* _Exercise directions_
Print the lines of the data, starting with the first, up to and including the line where "has variable lifetimes." appears.

========================================================================

PR #81, opened 2018-11-20
[WIP] Move scratch buffers into readers

chrysn:
This PR describes an idea of how to one might continue after #80, and one answer to the question of whether `scratch_offset` can go away there.

The meat of this PR is 86a51c3762d7daabc214f3621e0d63ed8cd91b4f, 18e254623a39c0c4b0fb69f13181a18f37c9ea70 and 9e123f7cdb4f9492e922c6af72fe314dc3f7b148 (there's a few before because I can't create a PR in github that's based on another PR) which may also make sense to read as a cumulative diff; between them, there is 6fa55802f6a1ae7ce34291ce6aa107a4d6981476 that describes a possible application, and then interfacing and test coverage.

What the patch does is to move the scratch buffer from the deserializer to the the Read trait; each reader can manage a buffer as it seems fit. The Read trait methods change a bit:
* read() now always returns a slice, but while earlier it gave an Enum telling you to either take the 'de long-lived result or to have a short-lived peek into the buffer, it now returns an Enum that always contains a slice but has variable lifetimes.
* For gathering a long slice, the's now the `clear_buffer()` / `read_to_buffer()` / `view_buffer` trio, which exposes functionality previously managed by the decoder's buf (`buf.clear()`, `.read(n, buf)`, `buf.as_ref()`) -- that allows implementing MutSliceRead to manage its own scratch buffer by shuffling data around in its slice. For consistency, `.view_buffer()` returns the same enum as `.read()`. (This allows indefinite strings from a MutSliceRead to go the `visit_borrowed_bytes` route).

The rationale for these changes is twofold:
* They (or at least the first part thereof in 86a51c3762d7daabc214f3621e0d63ed8cd91b4f) allow implementing a MutSliceRead, and thus decoding any CBOR in a no_std (and not even alloc) environment.
* They reduce the `#[cfg(...)]` gating that'd be necessary to make serde_cbor ready for no_std because the individual readers now can take the cfg decisions. (And even there it's fewer places, as the Read trait can stay the same, IoRead needs to be gated anyway, and only SliceRead needs to decide whether it can do `.read_to_buffer()` or not.

### DIFF
--- a/.travis.yml
+++ b/.travis.yml
@@ -1,6 +1,6 @@
 language: rust
 rust:
-  - 1.18.0
+  - 1.26.0
   - stable
   - beta
   - nightly
--- a/src/de.rs
+++ b/src/de.rs
@@ -11,7 +11,7 @@ use std::marker::PhantomData;
 
 use error::{Error, Result, ErrorCode};
 use read::EitherLifetime;
-pub use read::{Read, IoRead, SliceRead};
+pub use read::{Read, IoRead, SliceRead, MutSliceRead};
 
 /// Decodes a value from CBOR data in a slice.
 ///
@@ -39,6 +39,21 @@ where
     T: de::Deserialize<'a>,
 {
     let mut deserializer = Deserializer::from_slice(slice);
+    let value = de::Deserialize::deserialize(&mut deserializer)?;
+    deserializer.end()?;
+    Ok(value)
+}
+
+/// Decode a value from CBOR data in a mutable slice.
+///
+/// This can be used in analogy to `from_slice`. Unlike `from_slice`, this will use the slice's
+/// mutability to rearrange data in it in order to resolve indefinite byte or text strings without
+/// resorting to allocations.
+pub fn from_mut_slice<'a, T>(slice: &'a mut [u8]) -> Result<T>
+where
+    T: de::Deserialize<'a>,
+{
+    let mut deserializer = Deserializer::from_mut_slice(slice);
     let value = de::Deserialize::deserialize(&mut deserializer)?;
     deserializer.end()?;
     Ok(value)
@@ -98,6 +113,16 @@ impl<'a> Deserializer<SliceRead<'a>> {
     /// Borrowed strings and byte slices will be provided when possible.
     pub fn from_slice(bytes: &'a [u8]) -> Deserializer<SliceRead<'a>> {
         Deserializer::new(SliceRead::new(bytes))
+    }
+}
+
+impl<'a> Deserializer<MutSliceRead<'a>> {
+    /// Constructs a `Deserializer` which reads from a mutable slice that doubles as its own
+    /// scratch buffer.
+    ///
+    /// Borrowed strings and byte slices will be provided even for indefinite strings.
+    pub fn from_mut_slice(bytes: &'a mut [u8]) -> Deserializer<MutSliceRead<'a>> {
+        Deserializer::new(MutSliceRead::new(bytes))
     }
 }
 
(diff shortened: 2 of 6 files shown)


pyfisch:
Thanks.

Can you rebase it on master. I think will make review easier.

chrysn:
Rebased and slightly simplified (in terms of back and forth between function names).

I'd still call this PR "work in progress" because the MutSliceRead implementation is added in the middle of them (which makes sense from a rationale and story perspective), but I'm not sure whether you're OK with having unsafe parts in this library. Other than that, I think it's good for review. (And if you conceptually like the changes but want MutSliceRead to wait for a dedicated unsafe-wrapping crate, I'll happily rebase it out.)

pyfisch:
> error[E0433]: failed to resolve: use of undeclared type or module `Reference`
   --> src/read.rs:138:23
    |
138 |             return Ok(Reference::Borrowed(&[]));
    |                       ^^^^^^^^^ use of undeclared type or module `Reference`

chrysn:
I should have known better than to rebase and not to check the ensuing trivial changes.

The error is now fixed by a better rebase, and I've incorporated two other small fixes in the patch set right away (`view_buffer` had a needlessly mutable self, and turning the `conver_str` into an associated function was insufficiently motivated).

As for the the `convert_str` rationale, I might add here: Having `read` return `EitherLifetime` is IMO safer w/rt the usage pattern -- it doesn't demand of the caller to follow the `clear` / `read_to_buffer` / `view_buffer` sequence that a caller of `read_to_buffer` needs to follow, and allows for much consistency between `view_buffer` and `read`. The downside of this is that a reader is mutably borrowed while a `read`'s results are being processed, necessitating the `convert_str` to become an associated method. If you'd rather have it another way (with `.read()` returning something more like the old `Reference` and a dedicated `.view_buffer()` if it's a copy), I can rearrange that -- my opinion is that the way in the PR is the slightly clearer one.

chrysn:
Addressing the travis failure: Is 1.18 the earliest version that's targeted for support? Then I go check in detail whether it's anything else than the MutSliceRead that fails with those versions.

pyfisch:
> Addressing the travis failure: Is 1.18 the earliest version that's targeted for support?

You can update the minimum version to 1.30. It is mainly there so I am notified of changes for old versions of rust.

chrysn:
Sorry I missed that the ball was in my court since the last update. Added f1884a95b4e2776b15eb2184dfaf083cb2fd8b3a to bump the "old" version travis tests with; checks pass now.

chrysn:
The last commit added atop this changes MutSliceRead to use the [SealingSlice](https://crates.io/crates/sealingslice) abstraction created with this application in mind. I'm fully open on whether or not you'd like to go that route (having an effectively 12-lines-of-code (but much more to test it) dependency rather than having a single "unsafe" in the own code), I would.

chrysn:
I'm retracting the last change that'd work on SealingSlice; a [review on that crate](https://gitlab.com/chrysn/sealingslice/issues/1) pointed me towards a way to implement what we need here (not all of SealingSlice, but that overreached) in a safe way (ie. without bespoke unsafe code either in this crate or sealingslice). This changes the internal interface introduced in this PR again slightly, but was left as commits atop the patch series.

If you haven't started reviewing yet, I can squash that API change back into sequence, but so far left the two top-most commits (89cef504ef9d81fa56ca70d3fc663e56e0763da0 and 964c454bb672d6502a520cbea15efafadbc487c8) as individual ones to be better readable as a patch. When those are squashed, `.view_buffer()` will be renamed to `.take_buffer()` or similar to reflect the slightly changed semantics.

pyfisch:
Thanks a lot :tada:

========================================================================

* _Response to the task_
PR #81, opened 2018-11-20
[WIP] Move scratch buffers into readers

chrysn:
This PR describes an idea of how to one might continue after #80, and one answer to the question of whether `scratch_offset` can go away there.

The meat of this PR is 86a51c3762d7daabc214f3621e0d63ed8cd91b4f, 18e254623a39c0c4b0fb69f13181a18f37c9ea70 and 9e123f7cdb4f9492e922c6af72fe314dc3f7b148 (there's a few before because I can't create a PR in github that's based on another PR) which may also make sense to read as a cumulative diff; between them, there is 6fa55802f6a1ae7ce34291ce6aa107a4d6981476 that describes a possible application, and then interfacing and test coverage.

What the patch does is to move the scratch buffer from the deserializer to the the Read trait; each reader can manage a buffer as it seems fit. The Read trait methods change a bit:
* read() now always returns a slice, but while earlier it gave an Enum telling you to either take the 'de long-lived result or to have a short-lived peek into the buffer, it now returns an Enum that always contains a slice but has variable lifetimes.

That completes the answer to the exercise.